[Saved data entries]

══════════════════════════════

PR #323, opened 2024-09-19
fix: Moving default token filename outside of class

mudakavip:


python/neutron-understack/neutron_understack/argo/workflows.py
```diff
@@ -6,25 +6,26 @@
...
 
-class ArgoClient:
-    DEFAULT_TOKEN_FILENAME = "/run/secrets/kubernetes.io/serviceaccount/token"
+DEFAULT_TOKEN_FILENAME = "/run/secrets/kubernetes.io/serviceaccount/token"
+
 
+class ArgoClient:
     def __init__(
         self,
         token: str = None,
```
cardoe, line 15:
```suggestion
        token: str | None = None,
```

cardoe (approved):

══════════════════════════════

Problem statement> If a line above holds "ArgoClient", count it; say how many such lines there are and nothing else.

Finished task> 2